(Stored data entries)
※

PR #6400, opened 2024-04-18
[ironic] use custom start/end string for jinja

sandzwerg:
Switch the variable string for jinja to something custom so there is no
clash with go-templates and helm tries to resolve things that are not
helm-related. We use the same string as cinder/nova.


joker-at-work (changes requested):
This will not work, because this is neither a `KosTemplate` nor a `VCenterTemplate`.

PR #6404, opened 2024-04-18
[ironic] change ipxe back to configmap

sandzwerg:
The ipxe config does not contain any secrets but handling it as a
k8s secret breaks helm as it will interpret jinja syntax that is
supposed to be interpreted by ironic later on.


joker-at-work (dismissed):

stanislav-zaprudskiy (commented):
After removing the Secret, aren't there any references to it left in other templates?

stanislav-zaprudskiy (approved):

BerndKue (approved):

PR #6405, opened 2024-04-18
[Ironic] Put the ipxe_config.template in a raw string

joker-at-work:
The `ipxe_config.template` is a jinja2 template interpreted by Ironic code. Since both Helm and jinja2 use `{{` and `}}` as deliminator for variables in the template, helm tries to interpret the jinja2 template. To prohibit that, we "escaped" the `{{` and `}}` by telling helm to put strings of `{{` and `}}` into the template.

With us not using much helm templating in this file, there's a better readable way to do it: raw strings. We put basically the whole file into a raw string, only ending the raw string where we need actual templating from helm, starting it again right afterwards.

See also https://go.dev/ref/spec#String_literals and https://pkg.go.dev/text/template#hdr-Examples

### DIFF
--- a/openstack/ironic/templates/etc/_ipxe_config.template.tpl
+++ b/openstack/ironic/templates/etc/_ipxe_config.template.tpl
@@ -1,7 +1,7 @@
 {{- define "ipxe_config_template" -}}
 {{- $conductor := index . 1 -}}
 {{- with index . 0 -}}
-#!ipxe
+{{`#!ipxe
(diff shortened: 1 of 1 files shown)


joker-at-work:
Rendering the chart before and after locally, the `diff` on the result showed that they're the same.

sandzwerg (approved):

fwiesel (approved):

PR #6407, opened 2024-04-19
fix references to already existing resources

databus23:


defo89 (approved):
lgtm, just chart bump was missing

PR #6412, opened 2024-04-19
[octavia] Fix pending LBs metric

BenjaminLudwigSAP:
The second selection (after UNION) is missing a field to compensate for the loadbalancer_project field introduced in #6233


notandy (approved):
lgtm

PR #6413, opened 2024-04-19
[maia] add api alert playbook

notque:


viennaa (approved):

viennaa (changes requested):
Thanks for adding the playbook, bump the chart version pls and it is good to go from my POV

PR #6423, opened 2024-04-23
common/alertmanager: config selector added

richardtief:


viennaa (approved):
Thanks for tidying up 👍

PR #6424, opened 2024-04-23
openstack/limes-auto: init at 0.1.0

majewsky:
The intention here is to deliver quota-overrides.json from the secrets repo into prod without human intervention (only gated on validation). Quota overrides are supposed to be maintained by the respective service owners (e.g. the network-api team for Neutron and Octavia quotas), so involving us in the deployment is an unnecessary complication.

This is a different deployment pattern than Limes itself, so it needs to be located in a different chart.

This first step does not do anything on its own, but after this chart is deployed, I will switch Limes to using the quota-overrides.json from here instead of from its own chart.

### DIFF
--- a/openstack/limes-auto/Chart.lock
+++ b/openstack/limes-auto/Chart.lock
@@ -1,0 +1,6 @@
+dependencies:
+- name: owner-info
+  repository: oci://keppel.eu-de-1.cloud.sap/ccloud-helm
+  version: 0.2.3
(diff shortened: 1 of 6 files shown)


SuperSandro2000 (approved):

VoigtS (approved):

majewsky:
Extended with changes in the existing seed to add a new validation user for CI.

PR #7372, opened 2024-11-07
fix(lyra-ingress): reference a custom secret within the ingress

ArtieReus:


openstack/lyra/templates/secret-tls.yaml
```diff
@@ -0,0 +1,12 @@
+apiVersion: v1
+kind: Secret
+metadata:
+  name: {{ .Release.Name }}-tls
+  labels:
+    chart: "{{ .Chart.Name }}-{{ .Chart.Version }}"
+type: Opaque
```
IvoGoman, line 7:
```suggestion
type: kubernetes.io/tls
```

PR #7381, opened 2024-11-08
castellum, keppel, limes: use policy.json instead of policy.yaml

majewsky:
This does not entirely remove the YAML parser library from these applications yet, but it's a prerequisite to getting there and reducing our dependency tree a little bit.

This change is immediately deployable because JSON is a subset of YAML to a sufficient extent.


openstack/limes/files/policy.yaml
SuperSandro2000, line 1: Why not save the file as json here, too?

majewsky: Looks like a copy-paste error. Fixed.

SuperSandro2000 (approved):

PR #7382, opened 2024-11-08
replace with global logger.

notque:
testing on branch first in qa. slightly difficult because we're catching malformed events, and it triggers when we hit one, but hopefully it being correct as it's global, and checking everything, will solve the issue regardless.


notque:
works, looks good. I have other regions down at the moment, so I'm going to move fast through this, and will expect to be available to deal with errors as oncall for this issue since it's critical, and i'm pushing on friday.

PR #7386, opened 2024-11-11
[px] feat: spread pods in multiple AZs

nikatza:
* Currently we have a set of nodeAffinity to pin PX pods to apods that are cabled for PX. We have podAntiAffinity to make sure that a PX service does not run with a pod of the same service on the same phyiscal node. Another podAntiAffinity makes sure that an PX instance (PX has 2 instances per domain and service) of the same PX service never runs in the same AZ. This leads to the each PX Domain being spread over at least 2 AZs. 
  See original issue: https://github.wdf.sap.corp/cc/px/issues/181
* Add topology spread contraints such that pods are spread over more than 2 AZs, considering each time only the pods  that belong to the same service and AFI. 
  See: https://kubernetes.io/docs/concepts/scheduling-eviction/topology-spread-constraints

### DIFF
--- a/px/bird/templates/_deployment-bird.tpl
+++ b/px/bird/templates/_deployment-bird.tpl
@@ -24,6 +24,7 @@ spec:
       annotations:
         k8s.v1.cni.cncf.io/networks: '[{ "name": "vlan{{ .domain_config.multus_vlan }}", "interface": "vlan{{ .domain_config.multus_vlan }}"}]'
     spec:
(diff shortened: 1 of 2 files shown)


swagner-de:
I am merging this into my branch that will undergo 4 eye review anyway

swagner-de:
Implements https://github.wdf.sap.corp/cc/px/issues/181

PR #7390, opened 2024-11-12
Allow max quota editing for project level

VoigtS:
This PR aims to publish max quota setting to project level.


VoigtS:
As discussed with Stefan M. the project max quota should be its own managed field in limes that does not influence the domain quota set.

※

■ Instructions to follow ■
The answer should consist of all lines from the records above that hold the word "requested".

■ Answer to the problem ■
joker-at-work (changes requested):
viennaa (changes requested):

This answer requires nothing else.